======== Recorded information ========
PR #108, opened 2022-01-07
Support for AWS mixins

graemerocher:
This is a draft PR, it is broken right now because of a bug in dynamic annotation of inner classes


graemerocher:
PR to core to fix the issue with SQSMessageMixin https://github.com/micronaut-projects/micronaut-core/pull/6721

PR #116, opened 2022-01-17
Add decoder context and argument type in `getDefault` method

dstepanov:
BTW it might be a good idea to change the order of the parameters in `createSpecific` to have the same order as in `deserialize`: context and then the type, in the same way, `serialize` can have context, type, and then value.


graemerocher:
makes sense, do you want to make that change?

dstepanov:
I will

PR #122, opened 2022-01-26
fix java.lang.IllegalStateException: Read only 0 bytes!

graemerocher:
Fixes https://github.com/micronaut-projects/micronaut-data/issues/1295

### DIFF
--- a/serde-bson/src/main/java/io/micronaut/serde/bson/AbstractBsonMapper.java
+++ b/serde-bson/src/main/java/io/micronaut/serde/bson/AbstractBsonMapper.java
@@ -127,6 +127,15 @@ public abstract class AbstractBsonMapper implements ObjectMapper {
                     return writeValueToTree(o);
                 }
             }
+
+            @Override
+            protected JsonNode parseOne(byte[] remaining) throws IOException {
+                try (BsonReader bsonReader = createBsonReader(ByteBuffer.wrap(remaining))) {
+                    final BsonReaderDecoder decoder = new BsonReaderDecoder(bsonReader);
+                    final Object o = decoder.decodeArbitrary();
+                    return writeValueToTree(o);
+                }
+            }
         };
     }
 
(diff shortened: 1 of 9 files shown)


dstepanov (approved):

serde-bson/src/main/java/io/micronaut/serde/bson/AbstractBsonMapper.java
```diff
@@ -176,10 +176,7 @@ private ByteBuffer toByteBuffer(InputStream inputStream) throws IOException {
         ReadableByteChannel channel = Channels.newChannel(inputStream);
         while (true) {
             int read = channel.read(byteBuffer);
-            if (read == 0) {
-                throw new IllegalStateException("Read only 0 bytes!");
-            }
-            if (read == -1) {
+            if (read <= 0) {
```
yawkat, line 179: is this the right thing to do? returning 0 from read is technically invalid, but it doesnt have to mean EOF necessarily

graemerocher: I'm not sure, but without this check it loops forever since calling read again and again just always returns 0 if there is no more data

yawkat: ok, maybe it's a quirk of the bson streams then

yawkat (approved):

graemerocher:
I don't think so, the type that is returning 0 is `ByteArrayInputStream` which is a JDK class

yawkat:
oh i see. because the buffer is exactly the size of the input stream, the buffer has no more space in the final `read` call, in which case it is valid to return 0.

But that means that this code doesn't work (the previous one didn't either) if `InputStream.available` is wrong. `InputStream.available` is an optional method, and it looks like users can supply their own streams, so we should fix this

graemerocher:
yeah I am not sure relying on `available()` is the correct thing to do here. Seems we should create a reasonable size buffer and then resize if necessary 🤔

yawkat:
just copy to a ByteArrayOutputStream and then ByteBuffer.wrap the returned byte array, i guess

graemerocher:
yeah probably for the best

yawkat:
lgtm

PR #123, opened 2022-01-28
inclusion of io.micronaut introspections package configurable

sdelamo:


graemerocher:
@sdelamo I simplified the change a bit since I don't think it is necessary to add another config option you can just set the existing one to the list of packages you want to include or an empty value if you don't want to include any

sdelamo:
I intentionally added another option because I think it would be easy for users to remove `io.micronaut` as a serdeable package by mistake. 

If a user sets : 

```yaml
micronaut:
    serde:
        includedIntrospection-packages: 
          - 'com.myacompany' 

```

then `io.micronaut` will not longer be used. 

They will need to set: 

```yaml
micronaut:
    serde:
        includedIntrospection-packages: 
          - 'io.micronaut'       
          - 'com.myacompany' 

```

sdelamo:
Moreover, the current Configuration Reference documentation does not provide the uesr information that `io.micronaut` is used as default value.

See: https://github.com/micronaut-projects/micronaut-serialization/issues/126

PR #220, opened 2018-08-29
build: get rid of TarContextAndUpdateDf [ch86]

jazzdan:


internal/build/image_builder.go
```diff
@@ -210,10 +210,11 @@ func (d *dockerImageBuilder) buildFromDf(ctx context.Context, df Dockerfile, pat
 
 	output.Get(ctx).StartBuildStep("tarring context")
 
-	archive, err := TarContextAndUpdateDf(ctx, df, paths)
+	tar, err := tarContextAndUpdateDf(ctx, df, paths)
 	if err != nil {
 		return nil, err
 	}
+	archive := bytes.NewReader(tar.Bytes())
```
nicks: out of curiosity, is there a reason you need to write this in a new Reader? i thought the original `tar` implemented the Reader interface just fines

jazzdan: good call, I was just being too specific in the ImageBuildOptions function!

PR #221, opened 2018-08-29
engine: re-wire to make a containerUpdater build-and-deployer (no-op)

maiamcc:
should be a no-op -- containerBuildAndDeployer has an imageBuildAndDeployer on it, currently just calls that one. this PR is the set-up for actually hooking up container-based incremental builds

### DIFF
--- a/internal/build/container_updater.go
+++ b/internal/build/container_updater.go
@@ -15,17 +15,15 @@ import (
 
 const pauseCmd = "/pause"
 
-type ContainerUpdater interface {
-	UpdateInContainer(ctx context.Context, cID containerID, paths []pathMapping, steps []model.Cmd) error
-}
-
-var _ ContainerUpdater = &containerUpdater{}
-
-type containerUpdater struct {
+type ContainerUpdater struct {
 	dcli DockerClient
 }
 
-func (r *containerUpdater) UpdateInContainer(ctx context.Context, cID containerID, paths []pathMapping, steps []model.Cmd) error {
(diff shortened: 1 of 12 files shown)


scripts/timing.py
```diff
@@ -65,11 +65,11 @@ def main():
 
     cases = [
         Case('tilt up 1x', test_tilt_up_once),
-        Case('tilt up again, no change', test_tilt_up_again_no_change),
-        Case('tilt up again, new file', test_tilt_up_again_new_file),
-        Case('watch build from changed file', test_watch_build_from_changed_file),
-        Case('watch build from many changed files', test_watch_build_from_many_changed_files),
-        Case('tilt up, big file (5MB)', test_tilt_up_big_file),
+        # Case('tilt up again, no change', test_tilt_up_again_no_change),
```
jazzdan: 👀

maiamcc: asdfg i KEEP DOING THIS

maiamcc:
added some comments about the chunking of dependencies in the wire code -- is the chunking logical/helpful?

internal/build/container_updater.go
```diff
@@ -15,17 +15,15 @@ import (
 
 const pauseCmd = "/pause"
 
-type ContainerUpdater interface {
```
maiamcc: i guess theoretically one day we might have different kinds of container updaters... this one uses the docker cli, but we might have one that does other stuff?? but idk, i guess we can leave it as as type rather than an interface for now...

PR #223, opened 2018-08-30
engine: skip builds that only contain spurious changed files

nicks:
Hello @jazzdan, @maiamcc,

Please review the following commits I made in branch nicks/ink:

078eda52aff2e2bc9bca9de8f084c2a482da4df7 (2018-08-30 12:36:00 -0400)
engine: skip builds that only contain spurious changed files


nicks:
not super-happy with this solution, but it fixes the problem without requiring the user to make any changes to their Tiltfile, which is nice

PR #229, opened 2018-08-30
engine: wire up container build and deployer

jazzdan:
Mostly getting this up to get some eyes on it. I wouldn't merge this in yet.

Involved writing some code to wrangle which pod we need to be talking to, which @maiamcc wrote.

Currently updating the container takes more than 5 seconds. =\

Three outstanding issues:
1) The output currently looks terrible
========
======== Recorded information ========
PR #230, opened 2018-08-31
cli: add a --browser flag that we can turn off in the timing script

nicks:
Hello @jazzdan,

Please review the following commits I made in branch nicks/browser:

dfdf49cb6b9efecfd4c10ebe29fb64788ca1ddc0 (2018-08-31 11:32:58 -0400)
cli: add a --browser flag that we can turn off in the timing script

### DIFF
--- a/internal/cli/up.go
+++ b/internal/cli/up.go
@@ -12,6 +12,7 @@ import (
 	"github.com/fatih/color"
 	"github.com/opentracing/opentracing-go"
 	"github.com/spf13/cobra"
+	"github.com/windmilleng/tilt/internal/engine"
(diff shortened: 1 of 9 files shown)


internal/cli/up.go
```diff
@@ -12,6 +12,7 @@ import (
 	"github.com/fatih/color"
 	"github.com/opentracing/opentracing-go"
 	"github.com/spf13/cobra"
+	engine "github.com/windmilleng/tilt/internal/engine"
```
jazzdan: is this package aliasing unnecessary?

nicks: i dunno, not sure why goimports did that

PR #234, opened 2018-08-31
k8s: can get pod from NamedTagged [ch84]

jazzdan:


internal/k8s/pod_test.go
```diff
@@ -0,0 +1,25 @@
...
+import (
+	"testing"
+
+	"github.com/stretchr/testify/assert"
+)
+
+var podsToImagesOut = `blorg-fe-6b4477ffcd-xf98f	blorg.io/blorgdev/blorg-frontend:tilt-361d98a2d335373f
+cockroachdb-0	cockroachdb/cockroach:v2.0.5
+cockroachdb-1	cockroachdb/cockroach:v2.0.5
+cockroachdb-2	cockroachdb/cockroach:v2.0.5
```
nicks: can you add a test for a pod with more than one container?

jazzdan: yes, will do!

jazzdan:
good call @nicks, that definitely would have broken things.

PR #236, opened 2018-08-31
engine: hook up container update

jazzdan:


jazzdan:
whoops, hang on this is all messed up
========
======== Recorded information ========
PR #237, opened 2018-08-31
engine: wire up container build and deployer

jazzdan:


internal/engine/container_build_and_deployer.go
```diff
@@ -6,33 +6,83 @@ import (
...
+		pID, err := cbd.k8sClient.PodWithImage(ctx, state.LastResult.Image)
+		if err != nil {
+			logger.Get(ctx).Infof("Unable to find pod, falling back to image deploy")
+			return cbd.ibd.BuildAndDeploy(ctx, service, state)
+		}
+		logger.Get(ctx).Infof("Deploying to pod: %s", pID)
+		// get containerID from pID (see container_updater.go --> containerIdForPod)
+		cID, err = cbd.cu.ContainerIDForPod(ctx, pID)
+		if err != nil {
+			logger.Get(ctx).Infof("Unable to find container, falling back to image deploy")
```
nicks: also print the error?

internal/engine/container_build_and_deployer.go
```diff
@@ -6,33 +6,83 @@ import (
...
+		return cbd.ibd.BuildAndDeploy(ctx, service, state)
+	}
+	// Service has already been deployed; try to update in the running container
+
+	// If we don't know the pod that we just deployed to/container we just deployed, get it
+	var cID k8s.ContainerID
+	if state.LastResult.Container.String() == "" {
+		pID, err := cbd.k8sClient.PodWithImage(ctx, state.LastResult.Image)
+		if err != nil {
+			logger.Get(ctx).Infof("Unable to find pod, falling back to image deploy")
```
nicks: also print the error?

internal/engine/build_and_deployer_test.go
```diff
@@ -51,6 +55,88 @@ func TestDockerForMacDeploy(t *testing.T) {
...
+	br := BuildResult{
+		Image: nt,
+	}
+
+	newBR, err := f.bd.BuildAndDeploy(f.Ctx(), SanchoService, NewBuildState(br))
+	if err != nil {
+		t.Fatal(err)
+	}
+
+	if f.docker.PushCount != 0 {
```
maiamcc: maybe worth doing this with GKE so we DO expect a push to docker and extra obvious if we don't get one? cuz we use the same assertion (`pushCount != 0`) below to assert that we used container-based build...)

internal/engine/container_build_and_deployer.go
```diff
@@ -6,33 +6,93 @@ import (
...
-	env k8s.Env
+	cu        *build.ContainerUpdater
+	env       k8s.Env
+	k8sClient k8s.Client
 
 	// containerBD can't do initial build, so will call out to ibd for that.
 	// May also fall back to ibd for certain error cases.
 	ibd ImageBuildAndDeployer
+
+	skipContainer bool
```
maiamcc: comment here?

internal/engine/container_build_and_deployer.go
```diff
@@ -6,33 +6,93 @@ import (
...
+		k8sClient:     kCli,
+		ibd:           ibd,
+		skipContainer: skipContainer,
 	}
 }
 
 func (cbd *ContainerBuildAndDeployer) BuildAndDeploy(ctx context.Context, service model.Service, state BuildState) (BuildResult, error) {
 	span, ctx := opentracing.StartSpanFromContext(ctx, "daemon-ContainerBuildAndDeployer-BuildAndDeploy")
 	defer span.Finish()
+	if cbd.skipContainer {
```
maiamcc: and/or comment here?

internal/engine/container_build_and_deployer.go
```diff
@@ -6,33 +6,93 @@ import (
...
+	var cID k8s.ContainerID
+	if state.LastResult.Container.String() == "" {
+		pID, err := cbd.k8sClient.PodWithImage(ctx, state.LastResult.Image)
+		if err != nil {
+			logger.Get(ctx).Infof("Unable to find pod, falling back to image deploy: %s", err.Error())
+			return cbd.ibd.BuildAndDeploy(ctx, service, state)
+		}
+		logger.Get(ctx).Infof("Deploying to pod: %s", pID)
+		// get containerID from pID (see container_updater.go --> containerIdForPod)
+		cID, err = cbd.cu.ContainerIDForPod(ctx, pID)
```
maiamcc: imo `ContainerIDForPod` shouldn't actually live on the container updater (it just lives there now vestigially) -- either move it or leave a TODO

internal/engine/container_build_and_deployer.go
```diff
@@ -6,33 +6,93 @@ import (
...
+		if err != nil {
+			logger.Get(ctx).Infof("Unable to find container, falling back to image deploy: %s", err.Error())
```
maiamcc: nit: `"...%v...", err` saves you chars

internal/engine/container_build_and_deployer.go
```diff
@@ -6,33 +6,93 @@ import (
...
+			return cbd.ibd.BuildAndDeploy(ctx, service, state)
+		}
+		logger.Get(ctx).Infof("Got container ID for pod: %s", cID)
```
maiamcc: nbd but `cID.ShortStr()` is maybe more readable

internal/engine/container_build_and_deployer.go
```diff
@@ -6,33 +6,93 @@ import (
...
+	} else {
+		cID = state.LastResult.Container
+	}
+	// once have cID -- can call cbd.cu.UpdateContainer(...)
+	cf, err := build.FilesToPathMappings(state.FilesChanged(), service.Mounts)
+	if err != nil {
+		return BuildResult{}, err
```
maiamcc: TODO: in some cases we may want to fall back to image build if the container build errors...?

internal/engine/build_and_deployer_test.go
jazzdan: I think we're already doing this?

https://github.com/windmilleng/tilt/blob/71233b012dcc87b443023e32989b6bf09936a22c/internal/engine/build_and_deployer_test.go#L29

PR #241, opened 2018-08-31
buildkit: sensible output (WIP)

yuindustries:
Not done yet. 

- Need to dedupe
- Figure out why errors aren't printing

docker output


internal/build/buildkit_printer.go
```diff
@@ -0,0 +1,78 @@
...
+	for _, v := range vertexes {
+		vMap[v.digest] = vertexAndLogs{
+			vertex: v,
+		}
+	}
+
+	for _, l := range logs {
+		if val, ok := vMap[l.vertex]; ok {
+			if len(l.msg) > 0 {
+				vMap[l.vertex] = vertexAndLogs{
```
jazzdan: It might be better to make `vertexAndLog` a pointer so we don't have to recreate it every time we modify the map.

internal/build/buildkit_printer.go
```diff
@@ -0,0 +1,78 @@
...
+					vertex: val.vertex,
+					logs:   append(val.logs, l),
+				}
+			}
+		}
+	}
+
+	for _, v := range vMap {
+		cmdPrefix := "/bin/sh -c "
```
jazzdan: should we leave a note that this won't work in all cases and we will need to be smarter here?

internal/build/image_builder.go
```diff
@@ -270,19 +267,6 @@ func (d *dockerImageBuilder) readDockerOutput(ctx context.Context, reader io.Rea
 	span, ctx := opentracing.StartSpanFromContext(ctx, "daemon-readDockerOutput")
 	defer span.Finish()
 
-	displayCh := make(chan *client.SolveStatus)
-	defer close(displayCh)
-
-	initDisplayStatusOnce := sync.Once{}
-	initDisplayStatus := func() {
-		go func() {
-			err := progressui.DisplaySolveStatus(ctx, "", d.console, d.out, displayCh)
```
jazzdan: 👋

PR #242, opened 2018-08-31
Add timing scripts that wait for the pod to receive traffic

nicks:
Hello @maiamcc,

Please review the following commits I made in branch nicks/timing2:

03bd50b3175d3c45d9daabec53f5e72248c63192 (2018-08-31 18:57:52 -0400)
========
— Directions for this task —
Your answer should be the lines of the listing above between the line holding "PR #108, opened 2022-01-07" and the line holding "-127,6 +127,15 @@", inclusive, restated word for word and alone.

— Output of the exercise —
PR #108, opened 2022-01-07
Support for AWS mixins

graemerocher:
This is a draft PR, it is broken right now because of a bug in dynamic annotation of inner classes


graemerocher:
PR to core to fix the issue with SQSMessageMixin https://github.com/micronaut-projects/micronaut-core/pull/6721

PR #116, opened 2022-01-17
Add decoder context and argument type in `getDefault` method

dstepanov:
BTW it might be a good idea to change the order of the parameters in `createSpecific` to have the same order as in `deserialize`: context and then the type, in the same way, `serialize` can have context, type, and then value.


graemerocher:
makes sense, do you want to make that change?

dstepanov:
I will

PR #122, opened 2022-01-26
fix java.lang.IllegalStateException: Read only 0 bytes!

graemerocher:
Fixes https://github.com/micronaut-projects/micronaut-data/issues/1295

### DIFF
--- a/serde-bson/src/main/java/io/micronaut/serde/bson/AbstractBsonMapper.java
+++ b/serde-bson/src/main/java/io/micronaut/serde/bson/AbstractBsonMapper.java
@@ -127,6 +127,15 @@ public abstract class AbstractBsonMapper implements ObjectMapper {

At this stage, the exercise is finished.